I hope that only a fraction of those functions will store the pointer somewhere. And an even smaller fraction will take ownership (this means feel free to delete the pointer). Those are the ones you need to worry about.

I have some doubts on how the ownership works in FreeCAD. Because when you take your object and add it to the document, you are passing the ownership to the document. The document might delete your pointer. This is one reason we have so many signals signaling around.

What I don’t understand is:

Is there a way to pull the ownership back from the Document? I do know that Transaction and Document pass ownership to each other. But once you put it in the document, can you pull it back? That would be a problem, because once you share a pointer, there is no way to pull it back.

I thank you for your advice. But I am learning a lot… so no work is really lost.

But I suppose I’d better simply ignore you, then.

andrecaldas · October 27, 2023, 1:55pm

I have succeeded in using “std::shared_ptr” instead of “DocumentObject*” in:

Notice how the Transaction::~Transaction destructor became really simple! All it does is send signals.
https://github.com/andre-caldas/FreeCAD/blob/e162e72d536d6d50ecb419491e30382e1f603715/src/App/Transactions.cpp#L94

I hope we can eliminate the need of most of those signals using std::weak_ptr. A weak_ptr is, in a sense, a delayed signaling mechanism. You get informed of “destruction” when you try to lock it.
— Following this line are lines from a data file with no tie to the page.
PR #61, opened 2020-04-24
Enable inspection of request builder properties before preparation

### LINKED ISSUE #60: Provide getters for RequestBuilder
I'd like to propose methods to be able to read fields from `RequestBuilder` before it is prepared (or sent). These would mirror the methods available in `PreparedRequest`:
```rust
fn method(&self) -> &Method;
fn headers(&self) -> &HeaderMap;
fn body(&self) -> &[u8];
```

What made the process a little difficult, is the fact that the order of object destruction might change, and FreeCAD is full of hypothesis on the validity of raw pointers. In special, the use of “DocumentObject::getNameInDocument()” was very problematic, because it might return nullptr, but this is never checked. A series of PRs resolves this (and the code stopped crashing ):
https://github.com/FreeCAD/FreeCAD/pull/11139
https://github.com/FreeCAD/FreeCAD/pull/11141
(future PR) https://github.com/andre-caldas/FreeCAD/tree/name_in_document_step_03

By the way, abdullah… with all I have learned, I can say that this discussion over if methods shall return weak_ptr or shared_ptr… how to restrict non-core code developer from getting a shared_ptr… is basically non sense.

Everytime a function is passed a pointer, it shall get:

A raw pointer: this pointer shall NOT be stored. It is guaranteed to be valid as long as the function returns. The pointer cannot be passed to a thread, also.
A shared_ptr: if it will be (possibly) used and then stored either as a shared_ptr or as a weak_ptr.
A shared_ptr: if it will be passed to a new thread.
A weak_ptr: if it will only be stored. It makes no sense to receive a weak_ptr for use locally, because you will have to lock it and test for its validity.
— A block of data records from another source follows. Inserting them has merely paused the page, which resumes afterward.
Issue #100, opened 2021-03-14
IP address support for tls-rust


gilescope:
At the moment when using the tls-rust back end it's checking that every host is a valid DNS, but IP addresses are not valid DNS names and thus it fails here:

https://github.com/sbstp/attohttpc/blob/147f7aef2fba7440e9c835feacfdffac4e418697/src/tls/rustls_impl.rs#L63

Presumably we need to skip dns resolution in this case?

gilescope:
This is an interesting divergence from reqwest. When they have `.danger_accept_invalid_certs(true)` set, they manage (somehow?) to be able to work with an IP address.

adamreichold:
Are you sure this works with reqwest?

https://github.com/seanmonstar/reqwest/blob/c666b293a139d1d9d681115d1f5090622a240835/src/connect.rs#L280

would suggest the same issue as described here?

adamreichold:
Using the current `master` branch of reqwest and the diff
```diff
diff --git a/examples/blocking.rs b/examples/blocking.rs
index a2b81c5..a1b25c6 100644
--- a/examples/blocking.rs
+++ b/examples/blocking.rs
@@ -6,7 +6,7 @@ fn main() -> Result<(), Box<dyn std::error::Error>> {
 
     println!("GET https://www.rust-lang.org");
 
-    let mut res = reqwest::blocking::get("https://www.rust-lang.org/")?;
+    let mut res = reqwest::blocking::ClientBuilder::new().danger_accept_invalid_certs(true).build()?.get("https://140.82.121.3").send()?;
 
     println!("Status: {}", res.status());
     println!("Headers:\n{:?}", res.headers());
```
and running
```sh
cargo run --no-default-features --features "blocking rustls-tls" --example blocking
```
yields
```
Error: reqwest::Error { kind: Request, url: Url { scheme: "https", username: "", password: None, host: Some(Ipv4(140.82.121.3)), port: None, path: "/", query: None, fragment: None }, source: hyper::Error(Connect, Custom { kind: Other, error: "invalid dnsname" }) }
```
indeed. (The IP address is what github.com resolves to here.)

adamreichold:
The rustls documentation also suggests that a `DNSNameRef` is required, e.g. https://docs.rs/rustls/0.19.0/rustls/struct.ClientSession.html

PR #111, opened 2021-10-14
Add a new feature called `rustls` which includes the optional dependency and the additionally required crates.

### LINKED ISSUE #67: rustls vs tls-rustls feature flags
When turning on `rustls` instead of `tls-rustls`, I always get a `InvalidBaseUrl` error.

I realize that `rustls` is the name of the optional dependency.

It would be good to abort compilation in this situation with `cfg!` and `std::compile_error!`.

adamreichold:
This is actually not a breaking change after all since both the original `tls-rustls` and the `rustls` feature now coexist and both enable the `rustls-opt-dep`, `webpki` and `webpki-roots` optional dependencies.

Fixes #67 

Follow-up to #100

### DIFF
--- a/Cargo.toml
+++ b/Cargo.toml
@@ -22,7 +22,7 @@ log = "0.4"
 mime = {version = "0.3", optional = true}
 multipart = {version = "0.18", optional = true}
 native-tls = {version = "0.2", optional = true}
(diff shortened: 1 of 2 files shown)


sbstp:
Just need a rebase and I'll merge this

adamreichold:
> Just need a rebase and I'll merge this

Pushed.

Everytime someone asks for a pointer, s/he shall get: (function return)

A raw pointer: if the developer is sure the resource will not get destroyed by some thread. This happens, for example, if you hold an object that is not shared, and this object returns you a pointer to some data it holds. Or, if the object you hold has a valid shared_ptr for the raw pointer it is providing.
A shared_ptr: it the caller will access this shared resource and this resource can be released by the other holders.
A shared_ptr: it the caller might want to hold this shared_ptr or a weak_ptr version of it.

Developers need to know that:

As long as they hold a shared_ptr, the resource is assured to exist.
S/he shall not save the shared_ptr unless there is a deliberate intention of not allowing destruction.
To hold a pointer to a resource that might get destructed, the developer shall store a weak_ptr, not a raw pointer. Instead of listening for signals that indicate (in a non thread-safe way) that the pointer might be invalid, we use a weak_ptr and “lock()” it when we need to assure its validity. The same way the pointer might become invalid, the weak_ptr might become invalid and the result of the “lock()” might be checked.